Chan Rasjid wrote:ok, my nps is not too low and bad after all;
I said it was 350,000 as compared to that of Robbo's and SF's 1M nps; that was because my current program does eval() at all internal nodes "blindly"; it was just a simple plugging in of eval() just for testing; taking it away brought my nps to back to about 600,000 - 700,000 nps.
I think I have too much of useless stuff in my current eval(). Also my program has no serious optimization yet; there should be ways to speed things up. I will take Crafty's as benchmark.
Rasjid
I have a version of Crafty that does an eval at all interior nodes. I was playing around with this in 23.2/23.3 when I was redoing the LMR and futility stuff. Interestingly, doing the interior node eval didn't seem to affect NPS by very much at all. Mainly because that is only 10% of the nodes I suppose. But I did not find it helped enough to keep it at the time, but saved it for later testing. You can make better LMR decisions if you know the eval before/after any particular move. But the gain there was offset by the speed loss so it was a break-even. And for break-even, I always choose "simpler"...

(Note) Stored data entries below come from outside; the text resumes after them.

PR #641, opened 2025-02-13
Demonstrate `BytesSlab` with abstracted bytes storage

frankmcsherry:
This PR demonstrates how one could use a `BytesSlab` without specifying the `T: DerefMut<Target=[u8]>` and instead using a `Box<dyn ...>` instead.


frankmcsherry:
Merging, but I think the next step will be to tidy up the config options, so that e.g. `refill` doesn't end up as an argument to `new_vector`, but rather a member of a config that supports a `new_vector(&self)` method.

PR #642, opened 2025-02-13
Zero-copy for networked processes

antiguru:
Introduce a intra- and inter-process serializing configuration variant.
Previously, it wasn't possible to construct a networked configuration that
would use zero-copy for process-local communication.


frankmcsherry:
Looks great, and thanks!

PR #647, opened 2025-02-18
Remove columnation and flatcontainer deps

antiguru:
Remove the dependencies on columnation and flatcontainer as far as
possible. This removes the TimelyStack type because it's not used in Timely
and only retains the columnation implementation for Product. Flatcontainer
was only used as an example, and we don't have any downstream dependencies
on it left.

Support for columnation and flatcontainer can be added by downstream crates
if they chose to do so.


frankmcsherry:
Looks good, and quite a tidy; thank you!

PR #651, opened 2025-03-15
Linear connectivity

frankmcsherry:
The PR updates how we express operator-internal connectivity information, from `input` and `output` indexed dense vectors `Vec<Vec<Antichain<TS>>>`, to `Vec<BTreeMap<usize, Antichain<TS>>>`. This change reduces the complexity from `inputs * outputs` to `inputs + edges`, which is a substantial reduction for operators with many inputs and outputs, and relatively sparse connectivity.

The PR introduces two type definitions, which could become `struct` types in the own right:
```rust
/// Operator internal connectivity, from inputs to outputs.
pub type Connectivity<TS> = Vec<PortConnectivity<TS>>;
/// Internal connectivity from one port to any number of opposing ports.
pub type PortConnectivity<TS> = std::collections::BTreeMap<usize, Antichain<TS>>;
```

As it turns out, we only perform random access into the `BTreeMap` structures as part of set-up, so the performance penalty for random access is bounded. Otherwise, we iterate over the contents when moving progress information forward, which should be roughly as performant with `BTreeMap::iter()` as our previous iteration and enumeration.

A `shape_scaling.rs` test is added, for both operators with many inputs and outputs, and subgraphs with many inputs and outputs. The test goes up to 100k of each; 1M does complete, in roughly linear time, but it exceeds 60s. Memory requirements are not small (hundreds of megabytes), but seem to be linear.

### DIFF
--- a/timely/src/dataflow/operators/generic/builder_rc.rs
+++ b/timely/src/dataflow/operators/generic/builder_rc.rs
@@ -20,7 +20,7 @@ use crate::dataflow::operators::capability::Capability;
 use crate::dataflow::operators::generic::handles::{InputHandleCore, new_input_handle, OutputWrapper};
 use crate::dataflow::operators::generic::operator_info::OperatorInfo;
 use crate::dataflow::operators::generic::builder_raw::OperatorShape;
-
+use crate::progress::operate::PortConnectivity;
 use crate::logging::TimelyLogger as Logger;
 
 use super::builder_raw::OperatorBuilder as OperatorBuilderRaw;
@@ -33,7 +33,7 @@ pub struct OperatorBuilder<G: Scope> {
     consumed: Vec<Rc<RefCell<ChangeBatch<G::Timestamp>>>>,
     internal: Rc<RefCell<Vec<Rc<RefCell<ChangeBatch<G::Timestamp>>>>>>,
     /// For each input, a shared list of summaries to each output.
-    summaries: Vec<Rc<RefCell<Vec<Antichain<<G::Timestamp as Timestamp>::Summary>>>>>,
+    summaries: Vec<Rc<RefCell<PortConnectivity<<G::Timestamp as Timestamp>::Summary>>>>,
     produced: Vec<Rc<RefCell<ChangeBatch<G::Timestamp>>>>,
     logging: Option<Logger>,
 }
@@ -64,7 +64,7 @@ impl<G: Scope> OperatorBuilder<G> {
     where
         P: ParallelizationContract<G::Timestamp, C> {
 
-        let connection = (0..self.builder.shape().outputs()).map(|_| Antichain::from_elem(Default::default())).collect();
+        let connection = (0..self.builder.shape().outputs()).map(|o| (o, Antichain::from_elem(Default::default()))).collect();
         self.new_input_connection(stream, pact, connection)
     }
 
@@ -76,7 +76,7 @@ impl<G: Scope> OperatorBuilder<G> {
     ///
     /// Commonly the connections are either the unit summary, indicating the same timestamp might be produced as output, or an empty
     /// antichain indicating that there is no connection from the input to the output.
-    pub fn new_input_connection<C: Container, P>(&mut self, stream: &StreamCore<G, C>, pact: P, connection: Vec<Antichain<<G::Timestamp as Timestamp>::Summary>>) -> InputHandleCore<G::Timestamp, C, P::Puller>
+    pub fn new_input_connection<C: Container, P>(&mut self, stream: &StreamCore<G, C>, pact: P, connection: PortConnectivity<<G::Timestamp as Timestamp>::Summary>) -> InputHandleCore<G::Timestamp, C, P::Puller>
         where
             P: ParallelizationContract<G::Timestamp, C> {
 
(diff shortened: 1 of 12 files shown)


timely/src/dataflow/operators/generic/builder_rc.rs
```diff
@@ -108,7 +108,7 @@ impl<G: Scope> OperatorBuilder<G> {
     /// antichain indicating that there is no connection from the input to the output.
     pub fn new_output_connection<CB: ContainerBuilder>(
         &mut self,
-        connection: Vec<Antichain<<G::Timestamp as Timestamp>::Summary>>
+        connection: PortConnectivity<<G::Timestamp as Timestamp>::Summary>
```
antiguru, line 111: This could be an iterator over `(input, summary)`, with the caveat that duplicate `input` elements will override previous mentions.

timely/src/progress/reachability.rs
```diff
@@ -156,11 +157,15 @@ impl<T: Timestamp> Builder<T> {
...
+    pub fn add_node(&mut self, index: usize, inputs: usize, outputs: usize, summary: Connectivity<T::Summary>) {
 
         // Assert that all summaries exist.
         debug_assert_eq!(inputs, summary.len());
-        for x in summary.iter() { debug_assert_eq!(outputs, x.len()); }
+        for x in summary.iter() { 
+            for o in x.keys() {
+                debug_assert!(o < &outputs);
+            }
+        }
```
antiguru, line 168: I wonder if Rust is smart enough to eliminate the loop if the body is empty. I haven't seen the old version of the loop ever stand out, so probably not an issue?

timely/src/progress/reachability.rs
```diff
@@ -749,7 +754,20 @@ fn summarize_outputs<T: Timestamp>(
...
 
-    let mut results: HashMap<Location, Vec<Antichain<T::Summary>>> = HashMap::new();
+    // A reverse map from operator outputs to inputs, along their internal summaries.
+    let mut reverse_internal = HashMap::new();
+    for (node, connectivity) in nodes.iter().enumerate() {
+        for (input, outputs) in connectivity.iter().enumerate() {
+            for (output, summary) in outputs.iter() {
+                reverse_internal
+                    .entry(Location::new_source(node, *output))
+                    .or_insert_with(|| Vec::default())
```
antiguru, line 764:
```suggestion
                    .or_default()
```

timely/src/progress/reachability.rs
```diff
@@ -771,25 +789,21 @@ fn summarize_outputs<T: Timestamp>(
...
-                                worklist.push_back((location, output, combined));
+            Port::Source(_output_port) => {
+                if let Some(inputs) = reverse_internal.get(&location) {
+                    for (input_port, operator_summary) in inputs.iter() {
+                        let location = Location::new_target(location.node, *input_port);
+                        for summary in operator_summary.elements().iter() {
+                            if let Some(combined) = summary.followed_by(&summary) {
+                                let update =
+                                results.entry(location)
+                                    .or_insert_with(|| PortConnectivity::default())
```
antiguru, line 800:
```suggestion
                                    .or_default()
```

timely/src/progress/reachability.rs
```diff
@@ -771,25 +789,21 @@ fn summarize_outputs<T: Timestamp>(
...
+                                    .entry(output)
+                                    .or_insert_with(|| Antichain::default())
```
antiguru, line 802:
```suggestion
                                    .or_default()
```

timely/src/progress/reachability.rs
```diff
@@ -803,14 +817,9 @@ fn summarize_outputs<T: Timestamp>(
...
                 if let Some(&source) = reverse.get(&location) {
-                    let antichains = results
-                        .entry(source)
-                        .and_modify(|antichains| antichains.reserve(output))
-                        .or_insert_with(|| Vec::with_capacity(output));
-
-                    while antichains.len() <= output { antichains.push(Antichain::new()); }
-
-                    if antichains[output].insert(summary.clone()) {
+                    let antichains = results.entry(source).or_insert_with(|| PortConnectivity::default());
```
antiguru, line 820:
```suggestion
                    let antichains = results.entry(source).or_default();
```

timely/src/progress/reachability.rs
```diff
@@ -803,14 +817,9 @@ fn summarize_outputs<T: Timestamp>(
...
+                    let update = antichains.entry(output).or_insert_with(|| Antichain::default()).insert_ref(&summary);
```
antiguru, line 821:
```suggestion
                    let update = antichains.entry(output).or_default().insert_ref(&summary);
```

timely/src/progress/subgraph.rs
```diff
@@ -555,13 +555,15 @@ where
...
         // with each element containing `self.outputs()` antichains regardless
         // of how long `self.scope_summary` is
-        let mut internal_summary = vec![vec![Antichain::new(); self.outputs()]; self.inputs()];
-        for (input_idx, input) in self.scope_summary.iter().enumerate() {
-            for (output_idx, output) in input.iter().enumerate() {
-                let antichain = &mut internal_summary[input_idx][output_idx];
-                antichain.reserve(output.elements().len());
-                antichain.extend(output.elements().iter().cloned().map(TInner::summarize));
-            }
+        // let mut internal_summary: Connectivity<TOuter::Summary> = vec![PortConnectivity::default(); self.inputs()];
```
antiguru, line 558: Stray comment

antiguru (approved):
Some nits, but looks good otherwise. Thank you!

timely/src/dataflow/operators/generic/builder_rc.rs
frankmcsherry: Yeah, I thought of this, and .. figured I'd wait before being too clever. Mostly wanted the highest confidence diff first. But you are right, and it's probably tasteful to do (especially given that the `new_output` method conses up one just to have it be dropped).

timely/src/progress/reachability.rs
frankmcsherry: I'd guess it does, but that's a good point that this could be written differently (and is, elsewhere in the code). Brb!

timely/src/dataflow/operators/generic/builder_rc.rs
frankmcsherry: Ah, punting for the moment to think a bit more. The argument is used twice, once passed to the raw builder, which has a similar method that could have a similar change. I'd like to get my head around why everything is duplicated first.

Chan Rasjid wrote:ok, my nps is not too low and bad after all;
I said it was 350,000 as compared to that of Robbo's and SF's 1M nps; that was because my current program does eval() at all internal nodes "blindly"; it was just a simple plugging in of eval() just for testing; taking it away brought my nps to back to about 600,000 - 700,000 nps.
Rasjid
I doubt that the main reason for slowing the engine is an internal node evaluation. As previously mentioned, 70-80% of nodes are in the qsearch, so that the elimination of evals from all the internal nodes can not bring you more than 20-30% acceleration. I think that the evaluation of all internal nodes can not slow down the engine more than 10-15%.
bob wrote:
...
Mainly because that is only 10% of the nodes I suppose.
...
Internal evaluation of the node also save inchek test, and generating attacks within eval may be used to generate moves.

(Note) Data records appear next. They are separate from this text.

PR #653, opened 2025-03-19
Replace crossbeam-channel by the std variant

antiguru:
Replaces crossbeam-channel with the channels in the standard library. The implementations in the standard library are derived from crossbeam, but seem to be more actively maintained.


frankmcsherry:
This is independently appealing, in terms of reducing the scope of dependencies, but does this derive from a more conclusive look at the ASAN double-frees?

antiguru:
I'd hope the code in `std` gets tested more than other crates, and the experience Materialize had with 0.5.14, I'd say we switch to the standard library implementation. Also removes one dependency.

PR #1933, opened 2024-10-25
Expunge more references to CentOS 7 in the docs.

aaronweeden:


jpwhite4:
I think this should go in the xdmod11.0 branch and then we'll upadrte the 11.0 docs. Its currently pointing at 11.5

eiffel777 (approved):

PR #1936, opened 2024-10-28
Adding upgrade pipeline for Person and PI Organization for cloud realm

eiffel777:
This adds the migration pipeline for the columns added in #1958. The `cloud-state-pipeline` etl pipeline has been added to the migration to re-aggregate the cloud realm so these columns are added and the columns are populated. These columns are used in the xsede module at this point in time.

The XDMoD version number also needed to be updated to 11.0.1 in various places.

## Tests performed
Tested in docker.

## Checklist:


classes/OpenXdmod/Migration/Version1050To1100/DatabasesMigration.php
```diff
@@ -24,7 +24,7 @@ public function execute()
 
         if ($mysql_helper->tableExists('modw_cloud.event')) {
             Utilities::runEtlPipeline(
-                ['cloud-migration-10-5-0_11-0-0'],
+                ['cloud-migration-10-5-0_11-0-0','cloud-state-pipeline'],
```
jpwhite4, line 27: Should this be changed to an 11.0.0 -> 11.0.1 migration? We can't be modifying the 10.5 to 11.0 migration anymore since the 11.0.0 is released

jpwhite4 (changes requested):

aaronweeden:
It looks like this should be based on `xdmod11.0` branch instead of `main`.

eiffel777:
This is replaced by #1966

PR #1941, opened 2024-11-04
Fix marker opacity of mostly null data series

aestoltm:
## Description

@ryanrath noticed that data series with hidden markers (due to length of date range) do not show markers when there is only one non-null value. This fix adds an additional check to show the markers if only one non-null data point exists (regardless of the data range). The additional check only looks for one data point because if there are multiple data points within a mostly null dataset there will be "dotted" lines showing the data.

The aggregate charts needed a counter to address this issue.

## Motivation and Context

Charts that have one non null value are not viewable (for long date ranges).

## Tests performed

Tested on xdmod-dev

## Checklist:


aestoltm:
> You set this to the 11.0.1 milestone, but to merge into main - which would be for 11.5. Please confirm which is correct and fix either the milestone or the merge branch.

Updated all my PRs that are set to 11.0.1 milestone to merge into branch `xdmod11.0`.

classes/DataWarehouse/Visualization/TimeseriesChart.php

How do you save the incheck test? I don't deal with check in the evaluation, that's a dynamic (rather than static) property best left to search. Generating attacks is not a high-cost thing if you are using bitboards.
bob wrote:
...
Mainly because that is only 10% of the nodes I suppose.
...
Internal evaluation of the node also save inchek test, and generating attacks within eval may be used to generate moves.
How do you save the incheck test? I don't deal with check in the evaluation, that's a dynamic (rather than static) property best left to search. Generating attacks is not a high-cost thing if you are using bitboards.
If you generate the mobility on a standard way (create an attacks mask, and then counting bits), then you can save the attacks masks for both sides, and use them to detect illegal moves, or moves that gives check. Not much but could be useful.
Chan Rasjid wrote:ok, my nps is not too low and bad after all;
I said it was 350,000 as compared to that of Robbo's and SF's 1M nps; that was because my current program does eval() at all internal nodes "blindly"; it was just a simple plugging in of eval() just for testing; taking it away brought my nps to back to about 600,000 - 700,000 nps.
Rasjid
I doubt that the main reason for slowing the engine is an internal node evaluation. As previously mentioned, 70-80% of nodes are in the qsearch, so that the elimination of evals from all the internal nodes can not bring you more than 20-30% acceleration. I think that the evaluation of all internal nodes can not slow down the engine more than 10-15%.
1) internal eval() called at all ply.
2) I have futility evaluation at start of eval(int beta){ }; beta is passed infi so no lazy evaluation for internal
eval(). Normal futility hit rates is only about 5-15%; so should not be much different from QS eval().
If the nps drop should be about 10-15% with internal nodes evaluation, then I am not sure why I have about 50%. This 50% is confirmed in playing games with other engines.